Metadata-Version: 2.1
Name: pt
Version: 1.0.0
Summary: `gdb-pt-dump` is a gdb script to examine the address space of a QEMU-based virtual machine.
License: MIT
Author: martinradev
Author-email: martin.b.radev@gmail.com
Requires-Python: >=3.8,<4.0
Classifier: License :: OSI Approved :: MIT License
Classifier: Programming Language :: Python :: 3
Classifier: Programming Language :: Python :: 3.8
Classifier: Programming Language :: Python :: 3.9
Classifier: Programming Language :: Python :: 3.10
Classifier: Programming Language :: Python :: 3.11
Classifier: Programming Language :: Python :: 3.12
Description-Content-Type: text/markdown

# gdb-pt-dump

`gdb-pt-dump` is a gdb script to enhance debugging of a QEMU-based virtual machine.

The repository also includes `pt_host` which is a BPF program that allows for examining the page tables of a Linux process.

## Supported architectures

Supported architectures: `x86-64`, `x86-32`, `aarch64`, `riscv64`.

## Features

* Dumping a page table from a specific guest physical address.
* Merging semantically-similar contiguous memory.
* Provide detailed architectural information: writeable, executable, U/S, cacheable, write-back, XN, PXN, etc
* Cache collected information for future filtering and printing.
* Filter page table information via page attributes (x, w, u, s, ...) and virtual addresses (before, after, between)
* Search memory very fast using `/proc/QEMU_PID/mem`. Search for string, u8, u4
  Search is applied after filter.
* Filter-out search results by address alignment. Useful for filtering-out SLAB allocations.
* Try to determine KASLR information by examining the address space.
* Find virtual memory aliases.
* Dump host page tables via `pt_host.py`

## How to use

The script is standalone.

For now, do `source PATH_TO_PT_DUMP/pt.py`.
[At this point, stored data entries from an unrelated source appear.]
PR #496, opened 2018-10-22
Ensure root output directory exists explicitly.

maghoff:
This PR obsoletes #492.

Aliases that have no directory nesting sneakily avoid the code path that ensures the directories exist. A way to fix this is to call ensure_directory_exists explicitly. This is implemented in this pull request.

Test data has been updated so if the implementation change is not applied, tests will fail.

However, tests currently fail to build with the following unrelated error message:

```
error[E0061]: this function takes 1 parameter but 0 parameters were supplied
   --> components/site/tests/site.rs:205:10
    |
205 |     site.enable_live_reload();
    |          ^^^^^^^^^^^^^^^^^^ expected 1 parameter
```

### DIFF
--- a/components/site/src/lib.rs
+++ b/components/site/src/lib.rs
@@ -565,6 +565,7 @@ impl Site {
     }
 
     pub fn render_aliases(&self) -> Result<()> {
+        ensure_directory_exists(&self.output_path)?;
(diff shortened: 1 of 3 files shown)


Keats:
Thanks! I'll fix the test quickly on my side

PR #506, opened 2018-10-31
Update reqwest to 0.9

cljoly:
According to the [changelog][chg] of reqwest, Header types are removed only
temporally. Nevertheless, in the meantime, we need to adapt.

I committed `Cargo.lock`, don’t know if I did this right, as I’m fairly new to rust.

[chg]: https://github.com/seanmonstar/reqwest/blob/master/CHANGELOG.md#breaking-changes


Keats:
Thanks for that. However the dev branch is `next` and already contains that change

cljoly:
Oops, my fault, should have checked.

PR #517, opened 2018-11-12
Add info about chocolatey package

gsomix:
Chocolatey is popular package manager for Windows as well as `scoop`.

https://chocolatey.org/packages/gutenberg/


Keats:
Thanks!
Do keep in mind the next version of `gutenberg` will be called `zola` so we will need to update chocolatey as well!

gsomix:
@Keats OK, thank you!

PR #523, opened 2018-11-16
Load data from `data` directory

RealOrangeOne:
Load data from a `data` directory rather than `content/`. This means the content directory is actually only used for content. 

It's still possible to load data from the content directory, by prefixing the `path` argument with `../content/`.


Keats:
cc @kellpossible

We did talk about where to put files in https://github.com/Keats/gutenberg/pull/379#issuecomment-416522879

I want to release 0.5 tomorrow or sunday so there isn't much time to decide :)

RealOrangeOne:
Having data files related to content is a usage i'd not considered, but would actually be incredibly useful. I'm not sure of the right implementation for it though. Searching relative to multiple locations isn't very explicit, which I don't like. 

oooh, here's a thought. What if we allow `load_data` to be given a `page` argument, which switches the load location from relative to the data directory, to searching the page assets only? (Obviously this would be ignored given a `url` argument?

Thoughts?

Keats:
What about doing the same approach as Hugo?
Any file in a `data` directory is automatically loaded so you only need to call `load_data` if you want to load a file outside of it or a URL.

RealOrangeOne:
That could work, although would be a much larger change than this, as it'd require a whole new global variable added to scope.

Making the data path configurable could be another way to do it?

Keats:
We can reserve the data variable  in 0.5.0 and implement it later. Or put
it on config.data instead

RealOrangeOne:
It doesnt really work on `config`, as it's not really to do with config. Theoretically once we have auto-loading setup, we can attach data relative to pages direct to the page itself!

I'll close this, and consider an alternative implementation.

Keats:
Yeah the config was just for convenience since it's already passed
everywhere. I'll mention the data variable name is reserved in the breaking
changes anyway just so it isn't a breaking change if we go that way.

kellpossible:
So what ended up happening @Keats @RealOrangeOne ?

Keats:
I'll just mark that `data` is reserved in the breaking changes and we can see later!

PR #527, opened 2018-11-19
Fix snapcraft build

caemor:
For #227 

I added the missing pkg-config for finding openssl to snapcraft.yaml and it works for me on Ubuntu 18.04 for now with the following command: `snapcraft cleanbuild --debug`


Keats:
Thanks!

PR #845, opened 2019-11-14
fixes #844 duplicate entries in doc

### LINKED ISSUE #844: Duplicate entries in Documentation for Syntax Highlighting
# Documentation issue

## Summary
The documentation for Syntax Highlighting contains conflicting/duplicate entries for TOML
https://www.getzola.org/documentation/content/syntax-highlighting/

Example : 
```
- TOML -> ["toml", "tml"]
...
- TOML -> ["toml", "tml", "Cargo.lock", "Gopkg.lock", "Pipfile"]
```

## Proposed solution
* I would keep only one entry for TOML syntax highlighting
* Another suggestion: reorder all the examples alphabetically to ease readability and detection of duplicates ?

SansGuidon:
fixes #844 
* Keeps only one entry for TOML syntax highlighting
* Reorders all the examples alphabetically to ease readability and detection of duplicates


Keats:
Hey, thanks for that but that list is actually generated by syntect automatically when rebuilding the syntaxes in https://github.com/getzola/zola/blob/master/components/config/examples/generate_sublime.rs#L30-L34 so it would need to be solved there

SansGuidon:
Thanks @Keats , I'll check that.

SansGuidon:
@Keats I've checked the code. The solution I came with is not what I really wanted, i.e it's a naive implementation which : 
* sorts the list 
* compare the entries for same language, and keep the one with the biggest list of file_extensions

I wanted instead to merge the duplicate entries, i.e detect when two of more entries refer to the same languages, and merge their file_extensions, but then I had to fight a battle vs Rust compiler. My understanding of this language is quite limited for now (had to learn Rust to work on this PR) while the compiler can be quite annoying / strict. 

Examples online were not always relevant or clear enough. So if you have examples of clean solutions for this, I would be glad to update the PR. Otherwise feel free to do so or close it / accept it depending on the requirements :)

components/config/examples/generate_sublime.rs
```diff
@@ -26,8 +29,24 @@ fn main() {
             builder.add_from_folder(package_dir, true).unwrap();
             let ss = builder.build();
             dump_to_file(&ss, packpath_newlines).unwrap();
-
-            for s in ss.syntaxes() {
+            let syntaxes_sorted = ss
```
Keats: you don't need itertools, you can just create a hashmap and append the extensions to a set and finally iter on the sorted hashmap

SansGuidon: I also tried to use HashMap, and it was not too difficult to iter on it nor sort it. 
The main difficult part for me about Rust syntax is really understanding of languages rules / syntax and I'm stuck at understanding how to create/update a file_extensions vector from existing ones.
And to be honest, I need a rest after hours of non succeeding in Rust so many times :) (without getting too much value from it -> I mean I still want to focus on my zola blog content :D ... way easier than succeeding at Rust)

SansGuidon: I came with a solution that do not need itertools and instead I'm making use of HashSet and BTreeMap (which ensures order, while HashMap was not helping here). I'll check how to fix the order, using something like sort_by, as for now the default order is not what I want when iterating on resulted collections. 

I'll push once I'm done with research

Keats: You don't really care about the insertion order like BTreeMap offers. A very easy way to do the sorting is to get all the keys of the hashmap into a vec, sort that and iterate on that vec grabbing the value from the hashmap. I can't remember if there is an easier way to do it.

Something like:

```
let mut keys = syntaxes.keys().collect::<Vec<_>>();
keys.sort();
for key in keys {
...
}
```

SansGuidon: @Keats I've applied the suggestions. As you will notice, I got rid of useless dependencies, however code might probably be improved.
That's the best I could produce for now with my basic knowledge of Rust, which I've only started learning about for this pull request :)

components/config/examples/generate_sublime.rs
```diff
@@ -26,10 +29,31 @@ fn main() {
             builder.add_from_folder(package_dir, true).unwrap();
             let ss = builder.build();
             dump_to_file(&ss, packpath_newlines).unwrap();
-
-            for s in ss.syntaxes() {
-                if !s.file_extensions.is_empty() {
-                    println!("- {} -> {:?}", s.name, s.file_extensions);
+            let mut syntaxes: HashMap<String, SyntaxReference> = HashMap::new();
```
Keats: I think Rust should be able to infer the type?

components/config/examples/generate_sublime.rs
```diff
@@ -26,10 +29,31 @@ fn main() {
...
+            for s in ss.syntaxes().iter() {
+                if !syntaxes.contains_key(&s.name) {
```
Keats: HashMaps have something called the entry api: https://doc.rust-lang.org/std/collections/hash_map/enum.Entry.html

The code would look like https://play.rust-lang.org/?version=stable&mode=debug&edition=2018&gist=10318e535286386fc4577c213b6fe0f1 if I had to write it I think

components/config/examples/generate_sublime.rs
SansGuidon: Indeed. Thank you !

components/config/examples/generate_sublime.rs
SansGuidon: Interesting :-) ! I'll use that definitely

Keats:
Thanks!

SansGuidon:
Thank you @keats 😁, this was a great opportunity to start learning about rust. Maybe not my last contribution.

Keats:
> Maybe not my last contribution.

I hope it isn't!

PR #850, opened 2019-11-23
Section extra -> SitemapEntry

### LINKED ISSUE #842: Sections in sitemaps don't get their [extra]
https://zola.discourse.group/t/sitemap-xml-no-extra-access-for-sections/240/2

Very easy to fix if someone wants to get a first try at Zola!

stanistan:
## General summary:

- Fixes #842 
- `Section` has parity with `Page` extra (using a `tera::Map` instead of `std::collections::Map`)
- `SitemapEntry` gets passed the `section.meta.extra`
- Added regression tests to make sure that the sitemap has the extra of the section
- unrelated formatting changes are because I ran `cargo fmt` on the project
- Question: There are some changes in modules structure (making `sitemap` `pub`) in order to make it easy to do a regression test there. Is there a better place for this?

## Code changes

### DIFF
--- a/components/front_matter/src/section.rs
+++ b/components/front_matter/src/section.rs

For details, just do `help pt` in gdb.

## Examples

![x86_64: Only user space pages](example_pictures/x86_64_user_space.jpg "x86_64 only user space")

![x86_64: Only executable pages](example_pictures/x86_64_exec_filter.jpg "x86_64 only executable")

![aarch64: User space accessible pages](example_pictures/aarch64_user.jpg "Aarch64 user space accessible")

![aarch64: write or executable pages](example_pictures/aarch64_w_or_x.jpg "Aarch64 write or executable pages")

![aarch64: only executable pages](example_pictures/aarch64_x.jpg "Aarch64 only executable pages")

![Saved page tables](example_pictures/cache_list.jpg "Show saved page tables")

## Possible issues

Old QEMU versions seem to not provide access to privileged registers like cr3.
Thus, the page table address would need to be retrieved in some other way.